New Delhi: Businesses and low-income earners will stand to gain the most from the new direct tax code that the government is working on, two people familiar with the matter said.
The proposed direct tax code, the draft of which will be ready by July, will take forward the government’s agenda of lowering corporate tax rate to 25% for all businesses and seek to give further relief to individual income tax payers.
The idea is to moderate tax rates for assessees without squandering the recent gains in revenue growth and tax base. Therefore, the proposed tax rate cuts will be incremental over a period of time as compliance and revenue collections grow. Between fiscal 2014 and fiscal 2018, income tax returns filed have risen over 80% to 68.4 million.
The highest personal tax slab of 30% for individuals, will, however, stay at current level as it is considered among the lowest in the world, one of the two people cited above said on condition of anonymity. Relief to small taxpayers could prove to be electorally rewarding for the ruling National Democratic Alliance government as the country goes to polls next year.
The intention is to make businesses more competitive with a lower 25% corporate tax rate, the second of the two people cited above said on condition of anonymity.
Reducing corporate tax to make Indian firms more competitive has become a policy priority as nations such as the US and UK are wooing investments with lower tax rates.

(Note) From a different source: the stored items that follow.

PR #244, opened 2026-08-12
test: run the web, db and client suites in CI

### LINKED ISSUE #243: CI skips three workspaces, so 342 tests never run
`bun run test` is `bun run --workspaces --if-present test`, so a workspace without a `test` script is skipped silently. Three of them have no such script:

| workspace | test files | tests | run locally today |
|---|---|---|---|
| `apps/web` | 47 | 264 | pass, 5.3s |
| `packages/db` | 12 | 55 | pass, 1.0s |
| `packages/client` | 3 | 23 | pass, 3.6s |

342 tests that CI has never run.

#215 is what this costs. That test lives in `apps/web/src/lib/mcp-tool-schema.test.ts`, it was failing on `main`, and every PR in that window went green anyway because the workspace it sits in is skipped. It took a human noticing to file it, and #240 to fix it.

All three suites pass right now, so turning them on does not turn CI red. It adds about ten seconds.

The fix is `"test": "bun test"` in three `package.json` files, plus one timeout: `packages/db`'s reopen test runs migrations twice against a real sqlite file and needs more than bun's 5s default on a runner building nine workspaces at once.

Worth saying plainly: #233 proposed the `packages/db` half of this and I closed it myself, because it had only been turned on as a side effect of other work and that was not a good enough reason to change how CI fans out. #215 is the reason that was missing. Happy to send the PR if you want it.

fajarhide:
Closes #243.

Three `"test": "bun test"` lines and one timeout.

`bun run test` is `bun run --workspaces --if-present test`, so a workspace with no `test` script is skipped without a word. `apps/web`, `packages/db` and `packages/client` had none, which kept 62 test files and 342 tests out of every CI run since they were written.

That is what let #215 sit red on `main`. Its test is `apps/web/src/lib/mcp-tool-schema.test.ts`, so no PR in that window ever ran it, and it took someone noticing by hand to file it.

Before and after, same machine:

```
before   8 workspaces, 1,656 tests, 0 fail
after   11 workspaces, 1,998 tests, 0 fail
```

Nothing turns red, because all three suites already pass. `apps/web` 264, `packages/db` 55, `packages/client` 23. Roughly ten seconds on top.

The one non-obvious line is the 30s on `packages/db`'s reopen test. It runs migrations twice against a real sqlite file, 632ms here, and has gone past bun's 5s default on a runner building nine workspaces at once. The ENOENT that follows such a timeout is `afterEach` removing the temp dir underneath the timed-out body, not a second fault. The comment says so in place.

For the record, #233 proposed the `packages/db` third of this and I closed it myself: at the time the script had only been switched on as a side effect of other work, which was not a reason to change how CI fans out. #215 is the reason that was missing.

### DIFF
--- a/apps/web/package.json
+++ b/apps/web/package.json
@@ -6,7 +6,8 @@
     "build": "tsc --noEmit && vite build",
     "dev": "bun run scripts/dev.ts",
     "preview": "vite preview",
-    "start": "vite preview"
+    "start": "vite preview",
+    "test": "bun test"
   },
   "dependencies": {
     "@base-ui/react": "^1.5.0",
--- a/packages/client/package.json
+++ b/packages/client/package.json
@@ -6,7 +6,8 @@
     ".": "./src/index.ts"
   },
   "scripts": {
-    "build": "bun build ./src/index.ts --outdir dist --target bun"
+    "build": "bun build ./src/index.ts --outdir dist --target bun",
+    "test": "bun test"
   },
   "dependencies": {
     "@nakama/core": "workspace:*"
--- a/packages/db/package.json
+++ b/packages/db/package.json
@@ -6,7 +6,8 @@
     ".": "./src/index.ts"
   },
   "scripts": {
-    "build": "bun build ./src/index.ts --outdir dist --target bun"
+    "build": "bun build ./src/index.ts --outdir dist --target bun",
+    "test": "bun test"
   },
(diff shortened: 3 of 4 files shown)


ahmadrosid (approved):
Woahh nice, I see some time the test are run but the docker build are failing. Turns out some test are never run in CI.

“In most advanced economies, individuals are taxed at a higher rate than companies to promote investments and job creation,” said Amit Maheshwary, partner, Ashok Maheshwary and Associates Llp.
The benefit of a lower corporate tax rate of 25% was first offered to companies with annual revenue less than Rs50 crore in the 2017-18 budget. It was extended to businesses with annual sales up to Rs250 crore in 2018-19. The direct tax code will spell out the roadmap for eventually extending the rate to all companies.

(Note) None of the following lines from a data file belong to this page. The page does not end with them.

PR #274, opened 2026-08-15
feat: skill curator — archive unused profile skills

ahmadrosid:
## Summary
- Deterministic skill curator: stale at 30 days, archive (move, never delete) at 90 days for agent/human profile skills
- Org-admin enable (default off), Run now, dry-run; 7-day scheduled tick with first-run seed
- Bundled skills and profiles with enabled automations are skipped; write approval does not block archive

## Test plan
- [x] Enable curator on an org, confirm first scheduled tick seeds and does not archive
- [x] Dry-run then live run: unused 90d skill moves to skills/.archive/ and leaves the catalog
- [x] Bundled skill unused 90d stays assigned
- [x] Profile with an enabled automation: skill is skipped
- [x] Write approval on: archive still applies, no skill proposal
- [x] Cross-org curator run returns 404

## Validation
Unit tests passed locally: archive primitive, curator service, org routes, schedule seed/due/disabled, and worker tick. Re-ran curator service + org-curator HTTP tests after the restore-miss follow-up.


fajarhide:
@ahmadrosid I spent the review on the part that touches disk, since that is where this one can hurt.

`archiveSkillDirectory` holds up: name validation, the bundled-name guard, containment checks on both the source and the destination, the `.archive` assertion, a timestamp suffix on collision, and a restore that refuses to overwrite a live skill. `discover.ts` skipping `SKILL_ARCHIVE_DIR_NAME` closes the loop that would otherwise rediscover what the curator just moved. `archiveAssignedSkill` moves first, then touches the database, and compensates by moving back.

Three things.

**Archiving is one way for the operator.** `restoreArchivedSkillDirectory` exists only as the rollback inside that catch. Nothing in the API or the dashboard can bring a skill back, so "move, never delete" is true on disk and not true in the product: getting it back means shell access to `skills/.archive/`. An archived list with a restore action, or a docs line naming the path, would close that.

**A failed restore goes silent.** In the catch, if the restore itself throws, the skill stays in `.archive` while the row and the assignment are back at the live path, and the run counts it as a skip. Nothing names which skill ended up in that state. `run.json` and `REPORT.md` are already written per run, so logging the skill id and the archived path there would give an operator the one thing they need to fix it by hand.

**Freshness reads `lastUsedAt`, which only `recordMatches` and `recordPatch` write.** `recordCatalogViews` writes `viewedAt` instead, so a skill the model keeps reading in the catalog but never matches counts as unused and archives at 90 days. If that is deliberate, worth saying so in `self-improving-skills.mdx`, since it is the case an operator will report as a bug.

The test plan in the body is still unticked, and this has been open since 15 August. Worth walking it on a throwaway instance before merge, if only for the "profile with an enabled automation is skipped" and "cross-org run returns 404" lines.

ahmadrosid:
Restore stays disk-only in this PR — path and steps are in `self-improving-skills.mdx`. A restore miss now writes skill id + archived path to `run.json` / `REPORT.md`. Unused is match/patch only; catalog views do not reset the clock (same page).

Re-ran curator service + org-curator HTTP tests just now: enabled-automation skip and cross-org 404 both pass.

PR #276, opened 2026-08-15
fix(web): raise the text floor to 11px and drop unreadable muted text

fajarhide:
Two styling defects, both measured against a running instance.

## Font sizes

Sixty font sizes were written as one-off arbitrary values, and there was no scale step below `text-xs` to reach for. This adds one, `--text-2xs` at 11px, and replaces all of them.

| value | uses | before | after |
| --- | --- | --- | --- |
| `text-[11px]` | 27 | 11px | 11px |
| `text-[0.7rem]` | 2 | 11.2px | 11px |
| `text-[10px]` | 16 | 10px | 11px |
| `text-[0.65rem]` | 3 | 10.4px | 11px |
| `text-[0.6rem]` | 9 | 9.6px | 11px |
| `text-[9px]` | 2 | 9px | 11px |
| **arbitrary sizes left** | **59** | **59** | **0** |

Twenty-nine were already 11px or 11.2px and do not move. The rest grow by at most 2px. The three tightest containers were checked by hand: the 18px notification badge sets `leading-none`, and the 16px avatar fallback holds a single character.

## Contrast

Every opacity modifier on muted text fails WCAG AA. Measured by compositing the real token over each surface in the browser and reading the pixels back, so no oklch is parsed by hand:

| muted-foreground over | /100 | /70 | /60 | /50 |
| --- | --- | --- | --- | --- |
| light, background | 4.74 | 2.71 | 2.30 | 1.96 |
| light, card | 4.74 | 2.71 | 2.30 | 1.96 |
| light, muted | 4.35 | 2.58 | 2.21 | 1.90 |
| dark, background | 7.72 | 4.26 | 3.41 | 2.71 |
| dark, card | 6.91 | 4.04 | 3.30 | 2.71 |
| dark, muted | 6.41 | 3.85 | 3.20 | 2.63 |

The floor is 4.5:1, so all 16 uses of `text-muted-foreground/50`, `/60` and `/70` fail in both themes. They now use plain `text-muted-foreground`.

`text-foreground/70` is deliberately untouched: it measures 7.40:1 at worst.

## What this does not fix

Two failures are real, pre-existing, and want their own change:

- Primary buttons are 3.19:1. White text on the amber `--primary` at 12.8px, on `Save`, `Create tool`, `Create automation`, `Download`, `New chat`. Eight of the nine remaining failures found below. It is the brand accent, so moving it is not a drive-by.
- Plain `text-muted-foreground` over `bg-muted` is 4.35:1 in light, just under the floor. Stock shadcn token; changing it moves every muted string in the app.

## Before and after

| before | after |
| --- | --- |
|  |  |

`/profiles` in light. The change is deliberately subtle: 3741 pixels differ, 0.081% of the frame, and the smallest rendered font is 11px on both sides. A layout shift would move far more than that, so this is colour only.

A DOM sweep of every rendered text element on `/settings`, `/system`, `/profiles`, `/automations` and `/history`, in both themes, counts 9 failures before and 9 after. That is not a null result to hide: the sixteen classes this PR changes are not rendered on those five routes, because they live in chat, tasks, the skill picker, org memory and the model browse lists, which need seeded data or an open dialog. The nine that remain are the two cases listed above.

`bun run test`: 11 workspaces, 2060 pass, 0 fail. `bun run build` (tsc plus vite) clean.


ahmadrosid:
nice

PR #279, opened 2026-08-15
feat(web): Cmd+K palette to jump to any page the sidebar offers

### LINKED ISSUE #278: Cmd+K command palette for navigation: cmdk and CommandDialog are already here, nothing opens them globally
`cmdk` is a dependency and `CommandDialog` already exists in `components/ui/command.tsx`, but both are only used for pickers inside other dialogs: the toolkit, MCP server, skill, provider and timezone selects. There is no global shortcut. Grepping the web app for `metaKey` or `ctrlKey` finds exactly one handler, in `chat/AgentQuestionnairePanel.tsx`.

Meanwhile the console has eight nav items across three groups, plus standalone pages like notifications, the skill detail and tool playground routes, and a sidebar that collapses to icons.

Proposal, deliberately small: Cmd+K or Ctrl+K opens `CommandDialog` listing the destinations the current user can actually reach, and Enter navigates there. It reuses `NAV_GROUPS`, `canAccessSystemPage`, `canAccessIntegrationsPage` and `PLATFORM_ADMIN_PAGE_IDS`, the same gates `Layout` already applies, so the palette can never offer a page the sidebar hides.

Out of scope for a first cut: actions rather than destinations, searching sessions, skills or artifacts, recents, and per-page sub-commands. Navigation only, so it stays reviewable.

Happy to send the PR if this is wanted.

fajarhide:
Closes #278.

`cmdk` and `CommandDialog` were already here, used only for pickers inside other dialogs. Nothing opened them globally, and the web app had exactly one keyboard handler.

Cmd+K or Ctrl+K now opens a palette listing every nav destination the current user can reach, plus notifications, which is reachable but absent from the sidebar. Enter navigates, Escape closes.

## Before and after

Driven against a running instance with CDP, dispatching a real Meta+K:

| | before | after |
| --- | --- | --- |
| Cmd+K on `/chat` | nothing, dialog absent | dialog opens, 4 groups, 9 items |
| type `settings` | n/a | filters to Settings and System |
| Enter | n/a | navigates to `/settings`, dialog closes |
| Escape | n/a | closes, path unchanged |

## The destination list is not a second copy

The role gating that lived inline in `Layout` moves to `visibleNavGroups` in `lib/navigation`, and both the sidebar and the palette read it, so the palette cannot offer a page the sidebar hides. That function gets the tests: a platform admin sees all eight, an org admin gets System but not the platform-admin pages, a member loses System, a viewer also loses Integrations, and groups left empty are dropped.

The org-admin case is worth a look in review. `soul` is in `PLATFORM_ADMIN_PAGE_IDS` yet reachable by an org admin, because the `canAccessSystemPage` branch runs before the platform-admin check. That is existing behaviour, moved as-is and now pinned by a test rather than changed.

## Trap worth naming

`CommandDialog` drops its children straight into `DialogContent` without a cmdk root, so the parts render with no context and the dialog comes up empty. The `Command` wrapper has to come from the caller. That cost a debugging round here.

Out of scope, as in the issue: actions rather than destinations, searching sessions, skills or artifacts, recents, and per-page sub-commands.

`bun run test`: 11 workspaces, 2063 pass, 0 fail. `bun run build` clean.


ahmadrosid:
i like this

The new direct tax code will seek to further reduce tax evasion and improve compliance so that the ratio of direct tax to GDP goes up from the present level—5.9% in fiscal 2018 and a projected 6.1% in the current fiscal year—to at least 9% over the next three to four years.
There could be room for further improvement on this count eventually as the tax-to-GDP ratio of comparable economies (including state taxes) is about 24%, roughly half of which should be from direct taxes, said the first person cited earlier.
The two structural changes in recent years—demonetisation in November 2016 and the rollout of the goods and service tax (GST) in July 2017—have helped the government increase the number of direct tax payers. With increased cross-references between the tax return filings of both GST and corporate taxes, understating revenue is set to become more difficult for businesses.
Taxation of digital economy, reducing frivolous litigation and making the corporate tax rate more competitive are expected to be the focus areas of the new code, said Girish Vanvari, founder of advisory firm Transaction Square.
“Industry is also looking for certainty so that it can plan five years ahead. For instance, the 25% rate for industry was announced but it still comes with many riders and keeps out many companies,” said Riaz Thingna, director, Grant Thornton Advisory Pvt. Ltd.